Source data START

PR #109, opened 2020-05-15
Show synchronized left and right captured frames in a single window

szabi-luxonis:
Show synchronized left and right captured frames in a single window


szabi-luxonis:
Can be changed to horizontal stacking at https://github.com/luxonis/depthai/pull/109/files#diff-8c59fe2157d026536287a0016f5d7d07R311

PR #110, opened 2020-05-17
fix std::system_error; set usb_loglevel to 1

szabi-luxonis:
Fix std::system_error on boot error + set usb_loglevel to 1 (print errors on boot)


Luxonis-Brandon:
- Works fine on Mac.
- Tested on Raspbian, works fine too.
- Tested on Ubuntu and works well too.

PR #114, opened 2020-05-25
Trigger autofocus and change mode feature

themarpe:
Example usage is shown in depthai.py
Press key: 
 - 'f' to trigger autofocus
 - '1' to change autofocus mode to auto
 - '2' to change autofocus mode to continuous video

Other autofocus modes are also available (check depthai.AutofocusMode.__members__) but not yet tested.


Luxonis-Brandon:
I'd say this is good to merge!  :-)

PR #117, opened 2020-05-27
Add back time.monotonic import

alex-luxonis:
`from time import monotonic` got somehow deleted when PR https://github.com/luxonis/depthai/pull/106 was merged.
Adding it back, to fix the crash in the python script.


Luxonis-Brandon:
Works for me.  
image

PR #121, opened 2020-06-01
Update depthai-api (python3_exact_version)

alex-luxonis:
See PR https://github.com/luxonis/depthai-api/pull/28

> With multiple `python3` versions installed (side by side, or within Conda environments), 
> CMake's `find_package` always returned the latest (e.g. even if we specify 3.6, if 3.7 is found, it is used instead).
> With an older python3 interpreter enabled as default, this was causing a wrong lib to be built, not the one expected by the selected python3 interpreter.
> 
> However, `find_package` has an option `EXACT` that would solve the above issue, but we don't want to hardcode a specific version.
> We query the version from the python3 interpreter and pass it to `find_package`.


Luxonis-Brandon:
Tested on Mac and works fine.  I'd say this is good to go.

szabi-luxonis:
lgtm

PR #128, opened 2020-06-06
Keep NN packet source alive while it's used to avoid dangling ptr/reference

szabi-luxonis:
In the code we parse tensors, which are stored in `TensorEntryContainer` and store them in a list `prev_entries`.
`TensorEntryContainer` (nnet_packet) went out of scope after parsing 
(after  `for _, nnet_packet in enumerate(nnet_packets): `), the reference was lost to it and it was deallocated, but the tensors parsed were pointing to the `TensorEntryContainer` object allocated on heap (dangling pointer). Any object allocated after TensorEntryContainer deallocation had a chance that it was allocated in the same memory space where `TensorEntryContainer` was before, thus corrupting tensors which were accessed through `prev_entries`.

This issue is clearly reproducible in `https://github.com/luxonis/depthai/tree/nn_left_right_BUGFIX` where the NN s for left camera are corrupted. They were more susceptible to corruption than right, because FPS on left camera is lower, so NN packets for right camera were allocated more often, corrupting the deallocated `TensorEntryContainer` for left.

The fix saves the `nnet_source` between 2 NNet packets, thus holding the `shared_ptr`, to avoid deallocation. Python bindings are fine.

### DIFF
--- a/depthai.py
+++ b/depthai.py
@@ -402,7 +402,10 @@ for s in stream_names:
     frame_count[s] = 0
     frame_count_prev[s] = 0
 
-entries_prev = []
+nnet_prev = {}
+nnet_prev["entries_prev"] = []
+nnet_prev["nnet_source"] = []
+
 tracklets = None
 
 process_watchdog_timeout=10 #seconds
@@ -429,7 +432,8 @@ while True:
             os._exit(10)
 
     for _, nnet_packet in enumerate(nnet_packets):
-        entries_prev = decode_nn(nnet_packet)
+        nnet_prev["nnet_source"] = nnet_packet
+        nnet_prev["entries_prev"] = decode_nn(nnet_packet)
 
     for packet in data_packets:
         if packet.stream_name not in stream_names:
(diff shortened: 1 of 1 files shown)


depthai.py
```diff
@@ -402,7 +402,10 @@ def show_landmarks_recognition(entries_prev, frame):
     frame_count[s] = 0
     frame_count_prev[s] = 0
 
-entries_prev = []
+nnet_prev = {}
+nnet_prev["entries_prev"] = []
+nnet_prev["nnet_source"] = []
```
VanDavv, line 407: `nnet_source` seems to be unused, maybe we can move back to `entries_prev = []`?

depthai.py
```diff
@@ -429,7 +432,8 @@ def reset_process_wd():
             os._exit(10)
 
     for _, nnet_packet in enumerate(nnet_packets):
-        entries_prev = decode_nn(nnet_packet)
+        nnet_prev["nnet_source"] = nnet_packet
```
szabi-luxonis, line 435: @VanDavv  nnet_source is used here, holding the shared_ptr from cpp backend from going out of scope and deallocating the object

depthai.py
szabi-luxonis: see my comment below

depthai.py
VanDavv: Ok, got it, so we need to save it somewhere so it won't be deleted - thanks!

depthai.py
szabi-luxonis: The logic is that `entries_prev` and `nnet_source` are tied together, that's why I created a dictionary instead 2 lists.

Source data END

Take the material above and return all of it exactly.

PR #109, opened 2020-05-15
Show synchronized left and right captured frames in a single window

szabi-luxonis:
Show synchronized left and right captured frames in a single window


szabi-luxonis:
Can be changed to horizontal stacking at https://github.com/luxonis/depthai/pull/109/files#diff-8c59fe2157d026536287a0016f5d7d07R311

PR #110, opened 2020-05-17
fix std::system_error; set usb_loglevel to 1

szabi-luxonis:
Fix std::system_error on boot error + set usb_loglevel to 1 (print errors on boot)


Luxonis-Brandon:
- Works fine on Mac.
- Tested on Raspbian, works fine too.
- Tested on Ubuntu and works well too.

PR #114, opened 2020-05-25
Trigger autofocus and change mode feature

themarpe:
Example usage is shown in depthai.py
Press key: 
 - 'f' to trigger autofocus
 - '1' to change autofocus mode to auto
 - '2' to change autofocus mode to continuous video

Other autofocus modes are also available (check depthai.AutofocusMode.__members__) but not yet tested.


Luxonis-Brandon:
I'd say this is good to merge!  :-)

PR #117, opened 2020-05-27
Add back time.monotonic import

alex-luxonis:
`from time import monotonic` got somehow deleted when PR https://github.com/luxonis/depthai/pull/106 was merged.
Adding it back, to fix the crash in the python script.


Luxonis-Brandon:
Works for me.  
image

PR #121, opened 2020-06-01
Update depthai-api (python3_exact_version)

alex-luxonis:
See PR https://github.com/luxonis/depthai-api/pull/28

> With multiple `python3` versions installed (side by side, or within Conda environments), 
> CMake's `find_package` always returned the latest (e.g. even if we specify 3.6, if 3.7 is found, it is used instead).
> With an older python3 interpreter enabled as default, this was causing a wrong lib to be built, not the one expected by the selected python3 interpreter.
> 
> However, `find_package` has an option `EXACT` that would solve the above issue, but we don't want to hardcode a specific version.
> We query the version from the python3 interpreter and pass it to `find_package`.


Luxonis-Brandon:
Tested on Mac and works fine.  I'd say this is good to go.

szabi-luxonis:
lgtm

PR #128, opened 2020-06-06
Keep NN packet source alive while it's used to avoid dangling ptr/reference

szabi-luxonis:
In the code we parse tensors, which are stored in `TensorEntryContainer` and store them in a list `prev_entries`.
`TensorEntryContainer` (nnet_packet) went out of scope after parsing 
(after  `for _, nnet_packet in enumerate(nnet_packets): `), the reference was lost to it and it was deallocated, but the tensors parsed were pointing to the `TensorEntryContainer` object allocated on heap (dangling pointer). Any object allocated after TensorEntryContainer deallocation had a chance that it was allocated in the same memory space where `TensorEntryContainer` was before, thus corrupting tensors which were accessed through `prev_entries`.

This issue is clearly reproducible in `https://github.com/luxonis/depthai/tree/nn_left_right_BUGFIX` where the NN s for left camera are corrupted. They were more susceptible to corruption than right, because FPS on left camera is lower, so NN packets for right camera were allocated more often, corrupting the deallocated `TensorEntryContainer` for left.

The fix saves the `nnet_source` between 2 NNet packets, thus holding the `shared_ptr`, to avoid deallocation. Python bindings are fine.

### DIFF
--- a/depthai.py
+++ b/depthai.py
@@ -402,7 +402,10 @@ for s in stream_names:
     frame_count[s] = 0
     frame_count_prev[s] = 0
 
-entries_prev = []
+nnet_prev = {}
+nnet_prev["entries_prev"] = []
+nnet_prev["nnet_source"] = []
+
 tracklets = None
 
 process_watchdog_timeout=10 #seconds
@@ -429,7 +432,8 @@ while True:
             os._exit(10)
 
     for _, nnet_packet in enumerate(nnet_packets):
-        entries_prev = decode_nn(nnet_packet)
+        nnet_prev["nnet_source"] = nnet_packet
+        nnet_prev["entries_prev"] = decode_nn(nnet_packet)
 
     for packet in data_packets:
         if packet.stream_name not in stream_names:
(diff shortened: 1 of 1 files shown)


depthai.py
```diff
@@ -402,7 +402,10 @@ def show_landmarks_recognition(entries_prev, frame):
     frame_count[s] = 0
     frame_count_prev[s] = 0
 
-entries_prev = []
+nnet_prev = {}
+nnet_prev["entries_prev"] = []
+nnet_prev["nnet_source"] = []
```
VanDavv, line 407: `nnet_source` seems to be unused, maybe we can move back to `entries_prev = []`?

depthai.py
```diff
@@ -429,7 +432,8 @@ def reset_process_wd():
             os._exit(10)
 
     for _, nnet_packet in enumerate(nnet_packets):
-        entries_prev = decode_nn(nnet_packet)
+        nnet_prev["nnet_source"] = nnet_packet
```
szabi-luxonis, line 435: @VanDavv  nnet_source is used here, holding the shared_ptr from cpp backend from going out of scope and deallocating the object

depthai.py
szabi-luxonis: see my comment below

depthai.py
VanDavv: Ok, got it, so we need to save it somewhere so it won't be deleted - thanks!

depthai.py
szabi-luxonis: The logic is that `entries_prev` and `nnet_source` are tied together, that's why I created a dictionary instead 2 lists.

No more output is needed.